Rasa CALM: The New LLM-Backed Architecture That Changes How You Build Chatbots

What CALM Replaces

Classic Rasa used stories (example conversation paths) and rules (strict if-then conditions) to define dialogue management. Training required hundreds of story examples to handle variations. Edge cases required more stories. The system was powerful but labour-intensive to maintain.

CALM (Conversational AI with Language Models) replaces this with:

Flows -- structured definitions of what the bot should accomplish, written in YAML
An LLM that interprets user messages and decides which flow step to execute next
Slot filling backed by the LLM -- no more extensive NLU training for entity extraction

The result: less training data required, more graceful handling of unexpected inputs, and better performance on out-of-distribution user messages.

Flows: The Core CALM Concept

A flow defines a conversation goal and the steps to achieve it. The LLM decides which step is appropriate given the user's current message and conversation context.

flows:
  book_appointment:
    description: Book a medical appointment for the user.
    steps:
      - id: ask_appointment_type
        collect: appointment_type
        ask_before_filling: true
        description: Ask the user what type of appointment they need
        next:
          - if: slots.appointment_type == 'urgent'
            then: check_urgent_availability
          - else: ask_preferred_date
 
      - id: ask_preferred_date
        collect: preferred_date
        ask_before_filling: true
        description: Ask the user for their preferred appointment date
        next: confirm_booking
 
      - id: check_urgent_availability
        action: action_check_urgent_slots
        next: confirm_booking
 
      - id: confirm_booking
        action: action_create_appointment
        next: END

The LLM reads the flow descriptions and slot definitions to understand the intent. It does not need story examples -- it reasons from the YAML definition.

Slot Collection With CALM

CALM's LLM automatically extracts slots from user messages during a flow. You define what to collect; the LLM handles the extraction.

slots:
  appointment_type:
    type: categorical
    values:
      - general
      - specialist
      - urgent
    mappings:
      - type: from_llm
 
  preferred_date:
    type: text
    mappings:
      - type: from_llm

Use type: from_llm for most slot extraction in CALM. The LLM handles variation ('I need to see someone urgently' -> appointment_type = 'urgent') without requiring NLU training examples for each variation.
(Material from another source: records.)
PR #300, opened 2015-04-06
Added clearing of gulp-cache to clean task

szebrowski:
I've changed some image's names and even after gulp clean I got old filenames in dist/ dir. Adding clearing of gulp-cache fixed issue.

### DIFF
--- a/app/templates/gulpfile.js
+++ b/app/templates/gulpfile.js
@@ -75,7 +75,10 @@ gulp.task('extras', function () {
   }).pipe(gulp.dest('dist'));
 });
 
-gulp.task('clean', require('del').bind(null, ['.tmp', 'dist']));
+gulp.task('clean', function(done){
+  require('del')(['.tmp', 'dist']);
+  return $.cache.clearAll(done);
+});
 
 gulp.task('serve', ['styles', 'fonts'], function () {
   browserSync({


app/templates/gulpfile.js
```diff
@@ -75,7 +75,10 @@ gulp.task('extras', function () {
   }).pipe(gulp.dest('dist'));
 });
 
-gulp.task('clean', require('del').bind(null, ['.tmp', 'dist']));
+gulp.task('clean', function(done){
+  require('del')(['.tmp', 'dist']);
+  return $.cache.clearAll(done);
+});
```
sindresorhus: `del` is async, so this is incorrect as it will not wait for it to finish.

app/templates/gulpfile.js
```diff
@@ -75,7 +75,10 @@ gulp.task('extras', function () {
   }).pipe(gulp.dest('dist'));
 });
 
-gulp.task('clean', require('del').bind(null, ['.tmp', 'dist']));
+gulp.task('clean', function(done){
```
arthurvr: code style

```js
function (done) {
```

silvenon:
Then there's not much point in using gulp-cache at all, is there? Because the `images` task is only run on build and every time the cache will be cleared.

sebastianzebrowski:
Yeah, so I purpose to switch to https://www.npmjs.com/package/gulp-newer

silvenon:
I don't see how gulp-newer is going to help here, we don't want to optimize only newer images, because old images won't end up in the build then.

I'm closing this because clearing the cache every time would render gulp-cache useless. This should be done manually, in rare circumstances when something went wrong.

Custom Actions Still Use Python

Business logic (database lookups, API calls, custom validations) still lives in a Python action server. The interface is the same as classic Rasa.

from rasa_sdk import Action, Tracker
from rasa_sdk.executor import CollectingDispatcher
from typing import Dict, Text, Any, List
 
class ActionCreateAppointment(Action):
    def name(self) -> Text:
        return 'action_create_appointment'
 
    def run(
        self,
        dispatcher: CollectingDispatcher,
        tracker: Tracker,
        domain: Dict[Text, Any],
    ) -> List[Dict[Text, Any]]:
        appointment_type = tracker.get_slot('appointment_type')
        preferred_date = tracker.get_slot('preferred_date')
 
        # Your booking logic here
        booking_id = create_booking_in_crm(appointment_type, preferred_date)
 
        dispatcher.utter_message(
            text=f'Your {appointment_type} appointment has been booked. '
                 f'Reference: {booking_id}'
        )
        return []

Migrating From Classic Rasa to CALM

There is no automated migration path. CALM is a different architecture. The migration approach:

Identify your highest-traffic stories and convert them to CALM flows (one flow per user goal)
Replace intent-based NLU with flow descriptions the LLM can reason from
Keep your action server code -- it is unchanged
Convert slot mappings to from_llm type where applicable
Run CALM alongside classic Rasa in parallel during transition (enterprise feature)
Retrain and test iteratively -- CALM requires testing for LLM reasoning quality, not story coverage

CALM is only available in Rasa Pro, not Rasa Open Source. Before planning a migration, evaluate whether your use case justifies Rasa Pro's enterprise pricing vs switching to a cloud chatbot builder that has already integrated LLMs natively.

CALM Limitations to Know

LLM dependency: CALM requires an LLM call for each dialogue step. This adds latency (~200-500ms per turn) and cost compared to classic Rasa's deterministic rules.
Determinism: LLM-backed dialogue is less deterministic than rules. Two identical inputs may take slightly different paths. This matters for compliance-sensitive scenarios.
Debugging: classic Rasa showed exactly which story matched. CALM's LLM reasoning is less transparent -- you see the outcome, not the full reasoning chain.